ENTRIES SHOWN START

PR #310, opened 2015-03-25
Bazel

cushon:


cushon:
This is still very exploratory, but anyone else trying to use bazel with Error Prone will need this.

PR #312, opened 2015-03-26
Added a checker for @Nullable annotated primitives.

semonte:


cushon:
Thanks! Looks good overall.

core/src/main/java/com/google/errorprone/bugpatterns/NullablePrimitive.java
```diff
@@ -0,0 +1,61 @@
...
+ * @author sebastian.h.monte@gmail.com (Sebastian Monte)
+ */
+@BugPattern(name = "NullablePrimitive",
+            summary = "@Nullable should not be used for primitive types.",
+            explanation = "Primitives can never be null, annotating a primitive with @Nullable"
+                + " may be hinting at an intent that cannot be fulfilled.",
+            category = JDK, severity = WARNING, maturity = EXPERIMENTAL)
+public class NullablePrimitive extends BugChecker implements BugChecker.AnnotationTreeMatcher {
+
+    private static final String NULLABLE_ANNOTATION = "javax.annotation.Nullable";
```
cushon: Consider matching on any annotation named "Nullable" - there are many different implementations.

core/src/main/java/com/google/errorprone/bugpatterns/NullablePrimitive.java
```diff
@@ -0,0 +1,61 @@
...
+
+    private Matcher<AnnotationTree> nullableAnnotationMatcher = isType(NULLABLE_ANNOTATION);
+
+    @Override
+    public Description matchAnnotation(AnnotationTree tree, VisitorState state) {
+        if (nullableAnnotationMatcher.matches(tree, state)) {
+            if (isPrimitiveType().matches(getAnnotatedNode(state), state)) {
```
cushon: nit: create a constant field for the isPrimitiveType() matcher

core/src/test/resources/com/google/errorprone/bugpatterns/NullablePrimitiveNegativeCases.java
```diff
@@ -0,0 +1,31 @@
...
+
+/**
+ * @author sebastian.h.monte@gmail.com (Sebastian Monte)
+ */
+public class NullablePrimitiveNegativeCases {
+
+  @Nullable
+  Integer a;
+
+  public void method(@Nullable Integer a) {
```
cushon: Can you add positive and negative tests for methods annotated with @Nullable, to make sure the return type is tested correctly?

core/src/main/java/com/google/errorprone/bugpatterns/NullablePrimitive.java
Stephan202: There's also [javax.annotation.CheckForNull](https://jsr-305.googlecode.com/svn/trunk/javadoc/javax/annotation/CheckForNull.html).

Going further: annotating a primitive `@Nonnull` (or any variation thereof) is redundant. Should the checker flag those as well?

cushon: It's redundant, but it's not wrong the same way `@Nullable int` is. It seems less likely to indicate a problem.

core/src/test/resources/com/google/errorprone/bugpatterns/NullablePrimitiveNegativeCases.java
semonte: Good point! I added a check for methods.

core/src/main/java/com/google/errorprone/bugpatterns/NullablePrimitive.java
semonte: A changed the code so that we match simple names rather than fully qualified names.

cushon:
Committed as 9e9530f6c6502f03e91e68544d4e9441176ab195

ENTRIES SHOWN END
ENTRIES SHOWN START

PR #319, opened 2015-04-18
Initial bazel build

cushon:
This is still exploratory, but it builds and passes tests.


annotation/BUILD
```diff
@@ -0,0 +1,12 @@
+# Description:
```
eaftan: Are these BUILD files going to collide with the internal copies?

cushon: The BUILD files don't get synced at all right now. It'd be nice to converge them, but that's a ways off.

ENTRIES SHOWN END
ENTRIES SHOWN START

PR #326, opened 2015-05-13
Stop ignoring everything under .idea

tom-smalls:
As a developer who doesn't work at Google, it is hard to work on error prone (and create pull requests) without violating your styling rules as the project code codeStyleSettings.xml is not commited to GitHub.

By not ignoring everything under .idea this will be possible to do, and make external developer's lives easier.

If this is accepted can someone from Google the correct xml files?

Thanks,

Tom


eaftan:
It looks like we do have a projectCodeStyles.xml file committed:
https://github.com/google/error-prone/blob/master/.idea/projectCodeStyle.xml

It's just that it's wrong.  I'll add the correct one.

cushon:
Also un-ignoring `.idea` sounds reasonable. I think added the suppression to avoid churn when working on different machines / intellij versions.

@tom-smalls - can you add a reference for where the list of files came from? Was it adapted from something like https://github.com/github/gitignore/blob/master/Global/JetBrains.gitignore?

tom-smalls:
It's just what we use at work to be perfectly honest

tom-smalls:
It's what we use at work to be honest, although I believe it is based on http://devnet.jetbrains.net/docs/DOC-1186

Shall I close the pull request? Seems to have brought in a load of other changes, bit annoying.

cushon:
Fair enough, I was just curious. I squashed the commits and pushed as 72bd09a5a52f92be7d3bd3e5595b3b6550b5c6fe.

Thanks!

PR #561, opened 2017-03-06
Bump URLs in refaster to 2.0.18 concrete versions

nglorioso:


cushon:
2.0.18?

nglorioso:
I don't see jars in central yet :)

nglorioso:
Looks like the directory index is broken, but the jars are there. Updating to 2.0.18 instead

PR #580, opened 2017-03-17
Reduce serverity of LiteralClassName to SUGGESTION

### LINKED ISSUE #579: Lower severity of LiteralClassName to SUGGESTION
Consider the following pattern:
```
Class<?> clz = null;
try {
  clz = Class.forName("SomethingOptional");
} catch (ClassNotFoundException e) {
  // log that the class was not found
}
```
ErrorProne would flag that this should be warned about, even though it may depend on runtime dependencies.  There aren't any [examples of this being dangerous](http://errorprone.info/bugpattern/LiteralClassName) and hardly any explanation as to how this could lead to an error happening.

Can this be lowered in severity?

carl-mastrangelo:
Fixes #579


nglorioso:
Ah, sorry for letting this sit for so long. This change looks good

ENTRIES SHOWN END

_TASK DESCRIPTION_: When the word "jars" shows up in a line of the entries, pull that line out.

_RESPONSE FOR THIS EXERCISE_:
I don't see jars in central yet :)
Looks like the directory index is broken, but the jars are there. Updating to 2.0.18 instead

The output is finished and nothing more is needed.